Kim Østergaard Nielsen

Personal information
- Date of birth: 20 October 1974 (age 50)
- Place of birth: Aarhus, Denmark
- Height: 1.82 m (6 ft 0 in)
- Position(s): Right-back

Youth career
- IF Fuglebakken
- AGF
- 0000–1995: Silkeborg
- 1995–1996: Randers Freja

Senior career*
- Years: Team / Apps / (Gls)
- 1996–1998: Aarhus Fremad / 9 / (0)
- 1998–2005: Randers FC / 78 / (1)

= Kim Østergaard Nielsen =

Danish footballer (born 1974)

Kim Østergaard Nielsen (born 20 October 1974) is a Danish former professional footballer who played as a right-back. During his career, he played professionally for Aarhus Fremad and Randers FC.

==Career==
Nielsen graduated from the Randers Freja youth academy in 1996, where he moved to Aarhus Fremad who were competing in the second tier Danish 1st Division. In his first season at the club, Fremad sensationally won promotion to the Danish Superliga. He made his professional debut at the highest level on 25 July 1997 in a 2–1 derby win over AGF.

Nielsen returned to Randers in 1998, competing in the second tier.

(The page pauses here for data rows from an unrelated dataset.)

PR #1559, opened 2024-07-06
Add preview support for GQL Errors

injectives:


driver/src/main/java/org/neo4j/driver/exceptions/Neo4jException.java
```diff
@@ -25,48 +32,130 @@
...
+            Map<String, Value> diagnosticRecord,
+            Throwable cause) {
         super(message, cause);
+        this.gqlStatus = Objects.requireNonNull(gqlStatus);
+        Objects.requireNonNull(statusDescription);
+        if (message != null) {
+            this.statusDescription = String.format("error: %s. %s", statusDescription, message);
+        } else {
+            this.statusDescription = String.format("error: %s.", statusDescription);
+        }
```
bigmontz: Status description will come already formatted from the database.

driver/src/main/java/org/neo4j/driver/internal/messaging/v57/MessageReaderV57.java
```diff
@@ -0,0 +1,107 @@
...
+    @Override
+    protected void unpackFailureMessage(ResponseMessageHandler output) throws IOException {
+        var params = unpacker.unpackMap();
+        var gqlError = unpackGqlError(params);
+        output.handleFailureMessage(gqlError);
+    }
+
+    private GqlError unpackGqlError(Map<String, Value> params) throws IOException {
+        var gqlStatus = params.get("gql_status").asString();
+        var statusDescription = params.get("status_description").asString();
```
bigmontz:
```suggestion
        var statusDescription = params.get("description").asString();
```

driver/src/main/java/org/neo4j/driver/internal/messaging/v57/MessageReaderV57.java
```diff
@@ -0,0 +1,107 @@
...
+        var code = params.get("neo4j_code").asString();
+        var message = params.get("status_message").asString();
```
bigmontz:
```suggestion
        var message = params.get("message").asString();
```

driver/src/main/java/org/neo4j/driver/internal/messaging/v57/MessageReaderV57.java
```diff
@@ -0,0 +1,107 @@
...
+    protected void unpackFailureMessage(ResponseMessageHandler output) throws IOException {
+        var params = unpacker.unpackMap();
+        var gqlError = unpackGqlError(params);
+        output.handleFailureMessage(gqlError);
+    }
+
+    private GqlError unpackGqlError(Map<String, Value> params) throws IOException {
+        var gqlStatus = params.get("gql_status").asString();
+        var statusDescription = params.get("status_description").asString();
+        var code = params.get("neo4j_code").asString();
```
bigmontz: This value, `neo4j_code`, is not present in `causes`. Since GqlCauses is something new we add, we won't need to keep the backwards compatibility here and have the code. We can also define the causes as GqlException and extend the Neo4jException from there. 

Does it make sense?

injectives: Yeah, I am aware they won't have the `neo4j_code`. I will update that bit. They will be just `Neo4jException` objects with `N/A` code to avoid breaking updates.

driver/src/main/java/org/neo4j/driver/exceptions/Neo4jException.java
```diff
@@ -78,4 +162,91 @@ public Neo4jException(String code, String message, Throwable cause) {
...
+    /**
+     * Returns the GQL error cause.
+     *
+     * @return an {@link Optional} of GQL error cause
+     * @since 5.26.0
+     */
+    @Preview(name = "GQL-error")
+    public Optional<Neo4jException> gqlCause() {
+        return findFirstGqlCause(this, Neo4jException.class);
+    }
```
bigmontz, line 239: `GQLCause` object doesn't have `code`. Some drivers abstracted `GQLException` as all the fields but code and make `Neo4jException extends GQLException` and add the `code`. This is not a blocker, but something it is good to be aware.

bigmontz (approved):
💣 💥

driver/src/main/java/org/neo4j/driver/exceptions/Neo4jException.java
injectives: Lets consider this during the preview phase.

PR #1562, opened 2024-07-23
Add Bolt 5.6

injectives:


driver/src/main/java/org/neo4j/driver/internal/util/MetadataExtractor.java
```diff
@@ -394,6 +394,8 @@ private static GqlStatusObject extractGqlStatusObject(Value value) {
             return new InternalGqlStatusObject(status, description, diagnosticRecord);
         } else {
             var title = value.get("title").asString();
+            var notificationDescription =
+                    value.containsKey("description") ? value.get("description").asString() : description;
```
bigmontz, line 399: I think it might worth to update the `MetadataExtractorTest` with a test which the description is set. The `shouldBuildResultSummaryWithGqlStatusObjects` already test the case it isn't.

bigmontz (approved):
🔔

driver/src/main/java/org/neo4j/driver/internal/util/MetadataExtractor.java
injectives: Updated. 👍

PR #1566, opened 2024-08-02
Add host-only factory using default port to ServerAddress

robsdedude:


driver/src/main/java/org/neo4j/driver/net/ServerAddress.java
```diff
@@ -47,4 +47,14 @@ public interface ServerAddress {
     static ServerAddress of(String host, int port) {
         return new BoltServerAddress(host, port);
     }
+
+    /**
+     * Create a new address with the given host using the default bolt port.
+     *
+     * @param host the host portion. Should not be {@code null}.
+     * @return new server address with the specified host and default bolt port.
+     */
```
injectives, line 57:
```suggestion
     * @since 5.24.0
     */
```

injectives (approved):

PR #1580, opened 2024-11-07
Update RxResultCursorImpl

injectives:


driver/src/main/java/org/neo4j/driver/internal/cursor/RxResultCursorImpl.java
```diff
@@ -47,428 +51,362 @@
...
 
     @Override
-    public void onRecord(Value[] fields) {
-        var record = new InternalRecord(runSummary.keys(), fields);
-        synchronized (this) {
-            updateRecordState(RecordState.HAD_RECORD);
-            decrementDemand();
-        }
-        recordConsumer.accept(record, null);
+    public synchronized boolean isDone() {
```
AndyHeap-NeoTech, line 170: Minor thought. Perhaps this should be named isSuccessful or something like that as it only returns true on the SUCCEEDED case. Not important though.

AndyHeap-NeoTech (approved):
One very minor comment on a method name that I'm not even sure needs changing :) The refactor looks good, approved.

PR #1583, opened 2024-11-13
Update handling of cancellation state in reactive result

injectives:


meistermeier (approved):
Approval based on Spring Data Neo4j tests running fine again.

PR #1600, opened 2025-01-01
Introduce home database resolution cache

injectives:
This update adds support for Bolt protocol 5.8 and introduces home database resolution cache that works with Bolt protocol 5.8+ when routing scheme is used. The cache is maintained by the driver internally and is not exposed in the API, its purpose is to reduce the number of Bolt exchanges when home database resolution is needed.

### DIFF
--- a/bolt-api-routed/src/main/java/org/neo4j/driver/internal/bolt/routedimpl/impl/cluster/RoutingTableHandlerImpl.java
+++ b/bolt-api-routed/src/main/java/org/neo4j/driver/internal/bolt/routedimpl/impl/cluster/RoutingTableHandlerImpl.java
@@ -208,4 +208,12 @@ public class RoutingTableHandlerImpl implements RoutingTableHandler {
     public RoutingTable routingTable() {
         return routingTable;
     }
+
+    @Override
+    public synchronized boolean staleRoutingTable(AccessMode mode) {
+        if (refreshRoutingTableFuture != null) {
+            return true;
+        }
+        return routingTable.isStaleFor(mode);
+    }
 }
--- a/driver/src/main/java/org/neo4j/driver/internal/homedb/HomeDatabaseCacheImpl.java
+++ b/driver/src/main/java/org/neo4j/driver/internal/homedb/HomeDatabaseCacheImpl.java
@@ -1,0 +1,100 @@
+/*
+ * Copyright (c) "Neo4j"
+ * Neo4j Sweden AB [https://neo4j.com]
+ *
+ * Licensed under the Apache License, Version 2.0 (the "License");
+ * you may not use this file except in compliance with the License.
+ * You may obtain a copy of the License at
+ *
+ *     http://www.apache.org/licenses/LICENSE-2.0
+ *
+ * Unless required by applicable law or agreed to in writing, software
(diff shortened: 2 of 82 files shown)


bolt-api-routed/src/main/java/org/neo4j/driver/internal/bolt/routedimpl/impl/cluster/RoutingTableHandlerImpl.java
```diff
@@ -208,4 +208,12 @@ public boolean isRoutingTableAged() {
     public RoutingTable routingTable() {
         return routingTable;
     }
+
+    @Override
+    public synchronized boolean staleRoutingTable(AccessMode mode) {
```
StephenCathcart, line 213: Would `isRoutingTableStale` be more fitting?

driver/src/main/java/org/neo4j/driver/internal/homedb/HomeDatabaseCacheImpl.java
```diff
@@ -0,0 +1,100 @@
+/*
```
StephenCathcart, line 1: Discuss general concurrency

driver/src/main/java/org/neo4j/driver/internal/homedb/HomeDatabaseCacheKey.java
```diff
@@ -0,0 +1,43 @@
...
+            var tokenMap = ((InternalAuthToken) overrideAuthToken).toMap();
+            var scheme = tokenMap.get(InternalAuthToken.SCHEME_KEY);
+            if (scheme.asString().equals("basic")) {
+                key = new MapHomeDatabaseCacheKey(Collections.singletonMap(
+                        InternalAuthToken.PRINCIPAL_KEY, tokenMap.get(InternalAuthToken.PRINCIPAL_KEY)));
+            } else {
+                key = new MapHomeDatabaseCacheKey(tokenMap);
+            }
+        } else {
+            key = DriverHomeDatabaseCacheKey.INSTANCE;
```
StephenCathcart, line 39: Is this the "DEFAULT" key as per the ADR?

StephenCathcart (approved):
Good job! 🎉

bolt-api-routed/src/main/java/org/neo4j/driver/internal/bolt/routedimpl/impl/cluster/RoutingTableHandlerImpl.java
StephenCathcart: Discussed

driver/src/main/java/org/neo4j/driver/internal/homedb/HomeDatabaseCacheImpl.java
StephenCathcart: Discussed, all good 👍

driver/src/main/java/org/neo4j/driver/internal/homedb/HomeDatabaseCacheKey.java
StephenCathcart: - yes

PR #1608, opened 2025-01-27
Update `Neo4jException.gqlCause`

injectives:
This update fixes `Neo4jException.gqlCause` that did not return subtypes of `Neo4jException`. In addition, only GQL causes from non interrupted error chains will be returned.


StephenCathcart (approved):
Change and tests look good 👍

PR #1622, opened 2025-03-05
Update retry delay multiplier in ExponentialBackoffRetryLogic

injectives:
This fixes a bug in ExponentialBackoffRetryLogic and ensures that the retry delay works as expected.

### DIFF
--- a/driver/src/main/java/org/neo4j/driver/internal/retry/ExponentialBackoffRetryLogic.java
+++ b/driver/src/main/java/org/neo4j/driver/internal/retry/ExponentialBackoffRetryLogic.java
@@ -325,8 +325,8 @@ public class ExponentialBackoffRetryLogic implements RetryLogic {
         if (initialRetryDelayMs < 0) {
             throw new IllegalArgumentException("Initial retry delay should >= 0: " + initialRetryDelayMs);
         }
-        if (multiplier < 1.0) {
-            throw new IllegalArgumentException("Multiplier should be >= 1.0: " + multiplier);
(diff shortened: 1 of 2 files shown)


driver/src/main/java/org/neo4j/driver/internal/retry/ExponentialBackoffRetryLogic.java
```diff
@@ -45,14 +45,14 @@ public class ExponentialBackoffRetryLogic implements RetryLogic {
     public static final long DEFAULT_MAX_RETRY_TIME_MS = SECONDS.toMillis(30);
 
     private static final long INITIAL_RETRY_DELAY_MS = SECONDS.toMillis(1);
-    private static final double RETRY_DELAY_MULTIPLIER = 1;
+    private static final double RETRY_DELAY_MULTIPLIER = 2.0;
```
AndyHeap-NeoTech, line 48: I'll comment here as it is not possible to comment on a non-changed line. 

Line 328 should probably check that multiplier that is supplied is >= 2.0 rather than 1.0.

AndyHeap-NeoTech (approved):
Approved with one comment

driver/src/main/java/org/neo4j/driver/internal/retry/ExponentialBackoffRetryLogic.java
injectives: I have updated the check. There is also a new test that verifies that the default value is `2.0`.

PR #1629, opened 2025-03-17
perf: Optimise Bolt values unpacking

injectives:
This update optimises Bolt values unpacking by implementing specific type mappings in `ValueFactory`.


StephenCathcart (approved):
👍

PR #146, opened 2021-08-23
fix(ci_cd): fix changelog generation on release

laurentlp:
This PR fixes CHANGELOG generation on new release. 

The process is now as follows:

```sh
// Create a new branch from an up-to-date master
git checkout -b vX_X_X
// Run yarn release to bump the package.json version and generate a changelog
yarn release <major|minor|patch>
// Commit the changes and push the branch and create a pull request
git add .
git commit -m "vX_X_X"
git push origin vX_X_X
```

See https://github.com/botpress/messaging/pull/147

Closes MES-37

### DIFF
--- a/.github/workflows/release.yml
+++ b/.github/workflows/release.yml
@@ -14,7 +14,7 @@ jobs:
         with:
           node-version: '12.18.3'
           cache: 'yarn'
-      - name: Git Unshalow
+      - name: Git Unshallow
         run: git fetch --prune --unshallow
       - name: Fetch Node Packages
         run: |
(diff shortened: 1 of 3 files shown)


samuelmasse (approved):
Good job :+1: 

We should look into rewriting all the code in the scripts folder. I don't see any reason why it has to be in javascript. We could use ts-node instead.

laurentlp:
> Good job 
> 
> We should look into rewriting all the code in the scripts folder. I don't see any reason why it has to be in javascript. We could use ts-node instead.

Totally agree, I created an issue to work on this later: https://linear.app/botpress/issue/MES-136/convert-scripts-to-ts-files

PR #152, opened 2021-08-24
chore(config): remove json config file

samuelmasse:
Doc update is missing

Removes the config.json file from the code. Everything is now loaded from environment variables.

Closes MES-137


packages/server/src/database/service.ts
```diff
@@ -3,23 +3,17 @@ import knex, { Knex } from 'knex'
 import path from 'path'
 import { Service } from '../base/service'
 import { Table } from '../base/table'
-import { ConfigService } from '../config/service'
 import { Logger } from '../logger/types'
 
 export class DatabaseService extends Service {
   public knex!: Knex
   private url!: string
```
laurentlp, line 10:
```suggestion
  private url!: string | undefined
```

Then you can remove the exclamation point at the end of `process.env.DATABASE_URL` on line 16.

packages/server/src/database/service.ts
```diff
@@ -30,7 +24,7 @@ export class DatabaseService extends Service {
   }
 
   private loadPoolConfig() {
-    let config = this.configService.current.database?.pool
+    let config = undefined
```
laurentlp, line 27: IMHO, you could remove this line and simply put line 37 inside the try-catch. It would be cleaner that way

packages/server/src/sync/service.ts
```diff
@@ -33,7 +31,7 @@ export class SyncService extends Service {
   }
 
   async setup() {
-    let config = this.config.current.sync
+    let config = undefined
```
laurentlp, line 34: Remove this line and put the for loop inside the try-catch?!

packages/server/src/global.ts
```diff
@@ -12,7 +12,6 @@ export interface MessagingEnv {
   REDIS_SCOPE?: string
   LOGGING_ENABLED?: string
   SYNC?: string
-  SKIP_LOAD_CONFIG?: string
```
laurentlp, line 15: You should also remove this entry from the configs documentation.

packages/server/src/sync/service.ts
samuelmasse: Good point

packages/server/src/database/service.ts
samuelmasse: I prefer having the !

laurentlp (approved):

PR #154, opened 2021-08-24
fix(post): log errors as warnings

samuelmasse:
I my opinion webhook "errors" are not really server errors. So I changed the log status to be warnings.

Closes MES-144


laurentlp (approved):

samuelmasse:
Now looks like this
Screenshot from 2021-08-24 16-41-02

PR #158, opened 2021-08-24
fix(monitoring): always setup non lazy when spinned

samuelmasse:
Fixes a problem when spinned from botpress that would stop retrying to setup channels after having failed for 5 times (and the config staying the same).

### DIFF
--- a/packages/server/src/instances/monitoring.ts
+++ b/packages/server/src/instances/monitoring.ts
@@ -41,7 +41,7 @@ export class InstanceMonitoring {
 
     for (const outdated of outdateds) {
       const failures = await this.status.getNumberOfErrors(outdated.id)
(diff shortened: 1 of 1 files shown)


laurentlp:
> Fixes a problem when spinned from botpress that would stop retrying to setup channels after having failed for 5 times (and the config staying the same).

So the solution and to keep retrying forever?

samuelmasse:
Yes that's not a problem with botpress. It's just a problem in the cloud to not waste ressources.

samuelmasse:
Otherwise you could fail to setup your channel correctly on botpress for whatever reason (maybe ngrok is not started), and then you would have no idea why it doesn't work. The only way to make it work would be to modify the config of your channel to some alternate value to force messaging to try setting it up again

PR #159, opened 2021-08-25
chore(logging): added way to disable logging timestamp + prfixed logs with Redis node ID

laurentlp:
This PR adds a `DISABLE_LOGGING_TIMESTAMP` env var that can be used to disable logging timestamp (useful when logs are aggregated and timestamps added automatically by the aggregator). It also contains an improvement where the Redis node ID is prefixed when Messaging runs in cluster mode

e.g. 
Screenshot from 2021-08-25 16-18-25

Closes MES-139


samuelmasse (approved):
I pushed some fixes to correctly align the logger.window stuff for all possible configurations.

PR #160, opened 2021-08-30
chore(docker): added auto-migrate parameter to dockerfile start cmd

laurentlp:
Self-explanatory


samuelmasse (approved):
Do we do this in the botpress dockerfile?

laurentlp:
> Do we do this in the botpress dockerfile?

No, the alternative is to override the command when running messaging using the Dockerfile and then provide the value if you want it. I don't really have a preference, but if we consider that this Dockerfile will be used to upload an image of the Messaging server on Docker Hub, we should not go that way!

PR #168, opened 2021-09-02
feat(webhook): add convo and user events

samuelmasse:
This PR adds a `conversation created` and `user created` webhook event. I figured the way we were doing webhooks was all over the place so I created a StreamService who's role is to stream what happens on the server to listeners. These listeners can be sockets or webhooks. I also completely removed the chat service and api.

Closes DEV-1598

Related to https://github.com/botpress/botpress/pull/5406


packages/server/src/messages/api.ts
```diff
@@ -169,7 +167,7 @@ export class MessageApi extends ClientScopedApi {
         })
       }
 
-      const msg = await this.chat.send(conversationId, userId, payload, { socket })
+      const msg = await this.messages.create(conversationId, userId, payload) //, { socket })
```
samuelmasse, line 170: Chat api does not exist anymore. We'll have to add a `suppressEvents` options or something here to allow the channel web to only create messages without everything around.

samuelmasse: Turns out we actually don't need to do this

packages/server/src/stream/service.ts
```diff
@@ -0,0 +1,132 @@
...
+    this.health.events.on(HealthEvents.Registered, async ({ event }) => {
+      const conduit = await this.conduits.get(event.conduitId)
+      const client = await this.clients.getByProviderId(conduit!.providerId)
+      if (!client) {
+        return
+      }
+
+      const channel = this.channels.getById(conduit!.channelId)
+      await this.stream(
+        'health.new',
```
laurentlp, line 52: I think it would be nice if those events were put in a certain file (client maybe?) so that a user that listens to those events can easily register and does not have to read the code to find the list of available events. What do you think?

packages/server/src/stream/service.ts
```diff
@@ -0,0 +1,132 @@
...
+        conversation!.clientId,
+        conversation!.userId,
+        source
+      )
+    })
+  }
+
+  private async getChannel(conversationId: uuid) {
+    const convmaps = await this.mapping.convmap.listByConversationId(conversationId)
+    if (convmaps.length === 1) {
```
laurentlp, line 87: Again, not sure I understand this logic here.

packages/server/src/stream/service.ts
```diff
@@ -0,0 +1,132 @@
...
+      const tunnel = await this.mapping.tunnels.get(convmaps[0].tunnelId)
+      return this.channels.getById(tunnel!.channelId).name
+    } else {
+      return 'messaging'
+    }
+  }
+
+  async stream(type: string, payload: any, clientId: uuid, userId: uuid | undefined, source?: ActionSource) {
```
laurentlp, line 95:
```suggestion
  async stream(type: string, payload: any, clientId: uuid, userId?: uuid, source?: ActionSource) {
```

You can then remove the undefined on line 55

packages/server/src/stream/service.ts
```diff
@@ -0,0 +1,132 @@
...
+      for (const socket of sockets) {
+        if (source?.socket?.id !== socket.id) {
+          socket.send({ type, data })
+        }
+      }
+    }
+
+    // TODO: Send socket messages to sockets connected for a clientId
+
+    if (source?.client?.id !== clientId) {
```
laurentlp, line 120: Here also.

packages/server/src/stream/service.ts
samuelmasse: Yes we could have something similar to telegraf. We provide a middleware to be put in a router 

```ts
this.router.post(
  '/callback',
  messaging.callback()
)
```

and then we can do 

```ts
// messaging is an instance of MessagingClient
messaging.on('health.new', (msg) => { /* do something */ })
messaging.on('message.new', (msg) => { /* do something */  })
```
Alternatively we could do something like that as well. It's not as simple but it scales better  :
```ts
messaging.health.events.on(HealthEvents.New, (msg) => { /* do something */  })
messaging.messages.events.on(MessageEvents.New, (msg) => { /* do something */  })
```

For the socket we could use this approach as well. It could also be useful to use an object oriented approach to the objects sent in the callback. For example :

```ts
messaging.messages.events.on(MessageEvents.New, (msg) => {
  msg.reply(`Hello ${msg.userId}!`)
})

// instead of
messaging.messages.events.on(MessageEvents.New, async (msg) => {
  await messaging.messages.create(msg.conversationId, { type: 'text', text: `Hello ${msg.userId}!`)
})
```

packages/server/src/stream/service.ts
samuelmasse: If a conversation is only linked to one channel, we put the channel as that connected channel. Otherwise the conversation is happening on multiple channels, so we can't give a specific channel so we put 'messaging' as the channel.

packages/server/src/stream/service.ts
samuelmasse: I added some documentation to ActionSource.

laurentlp (approved):
Missing some tests but other than that, LGTM! Nice work!!!

PR #171, opened 2021-09-10
chore(dev): automating binary creation for branches

allardy:


samuelmasse:
What is this

allardy:
I described this in my PR on the main repository here; 
https://github.com/botpress/botpress/pull/5434

Basically, when you push a commit to a branch, github actions will create a binary of messaging (exactly the same thing as when you release a new version of messaging, but scoped to a branch). 

Then, on the Botpress repository, you can add "devBranch" next to "version" in package.json, so if you checkout the branch in botpress, it will download the binary of the developer branch instead of the master version (so we can test it correctly without having to publish on master, then change the version)

.github/workflows/release.yml
```diff
@@ -10,54 +10,46 @@ jobs:
...
-        id: validate_semver
-        run: |
-          valid_latest_tag=$(node ./node_modules/semver/bin/semver.js ${{ steps.previous_tag.outputs.tag }})
-          valid_current_version=$(node ./node_modules/semver/bin/semver.js ${{ steps.extract_version.outputs.version }})
-          change_log=$(node -e "require('./scripts/changelog.js').build({ writeToFile: true }).then(cl => console.log(cl))")
 
-          # if not change log is truncated at first line
-          change_log="${change_log//'%'/'%25'}"
-          change_log="${change_log//$'\n'/'%0A'}"
-          change_log="${change_log//$'\r'/'%0D'}"
```
samuelmasse, line 38: Why was this changed?

.github/workflows/pre-release.yml
```diff
@@ -0,0 +1,55 @@
+name: Pre-Release
```
samuelmasse, line 1: This config creates a new pre-release for every branch that is not master?

.github/workflows/branch_deleted.yml
```diff
@@ -0,0 +1,21 @@
+name: Branch deleted
```
samuelmasse, line 1: Ok so here we delete the pre-release whenever a branch gets deleted.

samuelmasse (commented):
Can you explain the changes a bit? Are the changes in release.yml just a refactor?

.github/workflows/pre-release.yml
allardy: Yes

.github/workflows/branch_deleted.yml
allardy: Yup, auto cleanup

.github/workflows/release.yml
allardy: This code was copied here, in the studio and in messaging. I created a single action which extracts all the information we need and made the release process simpler. You can check the information here:

https://github.com/botpress/gh-actions/blob/master/get_release_details/src/index.ts

samuelmasse (approved):

PR #176, opened 2021-09-14
fix(vonage): fix too many requests when using sandbox

laurentlp:
Description coming soon...


packages/server/src/channels/vonage/senders/common.ts
```diff
@@ -24,7 +24,7 @@ export class VonageCommonSender extends CommonSender {
                 }
 
                 context.logger.error(undefined, `${errBody.title}: ${errBody.detail} ${reasons}${errBody.type || ''}`)
-              } else if ((<any>err).statusCode === '429') {
+              } else if ((<any>err).statusCode === '429' || (<any>err).statusCode === 429) {
```
slvnperron, line 27: FYI you could just remove one `=`
```
> '429' == 429
true
```

PR #180, opened 2021-09-23
chore(dev): updated nodejs to v12.18.1

laurentlp:
This PR bumps the version of NodeJS to 12.18.1. Our goal is to be using this version across most of the repositories.


tomkcey:
Can't we bring it up to 14?

laurentlp:
> Can't we bring it up to 14?

I think we can even use the latest version of NodeJS, but we'll update to v14 when all the other repos are ready to do the same!

PR #2480, opened 2023-05-30
Adds methods for inserting removal deprecation warnings for v2

kpitzen:
This PR adds a function which parses the existing `v2-removed-resources.yaml` file, which describes resources being removed from V2 and their candidate resources to upgrade to. It then maps those tokens to `deprecationMessage` inside `schema-full.json` which is not committed here. This is already then plumbed through into codegen for each language SDK.


provider/pkg/gen/schema.go
```diff
@@ -208,10 +213,11 @@ func PulumiSchema(providerMap openapi.AzureProviders) (*pschema.PackageSpec, *re
...
 			gen := packageGenerator{
-				pkg:        &pkg,
-				metadata:   &metadata,
-				apiVersion: version,
-				examples:   exampleMap,
+				pkg:             &pkg,
+				metadata:        &metadata,
+				apiVersion:      version,
+				examples:        exampleMap,
+				upgradeWarnings: upgradePathMap,
```
kpitzen, line 220: Wasn't _entire_ sure where to plumb this through, but this seemed like the lowest-impact place to do so.

provider/pkg/gen/upgradePath.go
```diff
@@ -0,0 +1,42 @@
...
+		res := strings.Split(line, ": ")
+		// This is a best-effort reading of a mostly-structured file.
+		// We'll skip things like preambles etc
+		if len(res) != 2 {
+			continue
+		}
+		outputMap[res[0]] = fmt.Sprintf(
+			"%s is being removed in the next major version of this provider."+
+				"\n Please upgrade to %s to guarantee forwards compatibility.", res[0], res[1],
+		)
```
kpitzen, line 39: The output of this is still pulumi tokens at this point- should we parse them down and make them a bit more user-friendly?

provider/pkg/gen/upgradePath.go
```diff
@@ -0,0 +1,42 @@
...
+	// none of the affected resources will be in the v2 schema, so any
+	// generated deprectation warnings will be ignored.
+	outputMap := make(map[string]string)
+	wd, err := os.Getwd()
+	if err != nil {
+		return nil, err
+	}
+	// TODO: This version is hardcoded - we should find a way to inspect at least what major
+	// version we're building and read the proper file here.
+	upgradePathFile := filepath.Join(wd, "versions", "v2-removed-resources.yaml")
```
kpitzen, line 21: I know this is a structured document, and it would be reasonable to use a yaml library here, but it seems kind of unnecessary? Not sure what the idiomatic golang way would be.

provider/pkg/gen/upgradePath.go
mikhailshilkov: The message reads fine to me. Converting token to 100% correct language-specific types would be hard, so I'd leave it as-is.

provider/pkg/gen/schema.go
```diff
@@ -593,6 +600,14 @@ func (g *packageGenerator) genResourceVariant(prov string, apiSpec *openapi.Reso
 		aliases = append(aliases, pschema.AliasSpec{Type: &alias})
 	}
 
+	if upgradeMessage, ok := g.upgradeWarnings[resourceTok]; ok {
+		if resource.deprecationMessage == "" {
+			resource.deprecationMessage = upgradeMessage
```
mikhailshilkov, line 605: Do you know what these are at this point? Should we remove those resources in 2.0?

provider/pkg/gen/upgradePath.go
```diff
@@ -0,0 +1,42 @@
...
+	for _, line := range textLines {
+		res := strings.Split(line, ": ")
+		// This is a best-effort reading of a mostly-structured file.
+		// We'll skip things like preambles etc
+		if len(res) != 2 {
+			continue
+		}
+		outputMap[res[0]] = fmt.Sprintf(
+			"%s is being removed in the next major version of this provider."+
+				"\n Please upgrade to %s to guarantee forwards compatibility.", res[0], res[1],
```
mikhailshilkov, line 38: I suspect a multi-line warning to break some of the language SDK compilation (C#?)... You may have to remove `\n` if so.

mikhailshilkov, line 38: Maybe "upgrade to %s or later"?

provider/pkg/gen/schema.go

He won promotion to the Superliga with Randers during the 2003–04 season, and his return to the top tier came on 1 August 2004 as a late substitute for Rene Carlsen in a 1–0 home loss to Herfølge Boldklub. He made a total of 32 league appearances that season, which saw Randers suffer relegation to the 1st Division after finishing bottom of the league. He retired after his final game, a 2–2 draw against Esbjerg fB on 19 June 2005.

==Style of play==
Nielsen was described by Randers FC's assistant coach Peter Elstrup as "an elegant and intelligent footballer. As a person, he was a good and smart guy who left a positive mark on the squad".

==After football==
As of May 2020, Nielsen works as Country Customer Manager for IKEA. He has not played football since, mainly focusing on a yearly participation in the Berlin Marathon.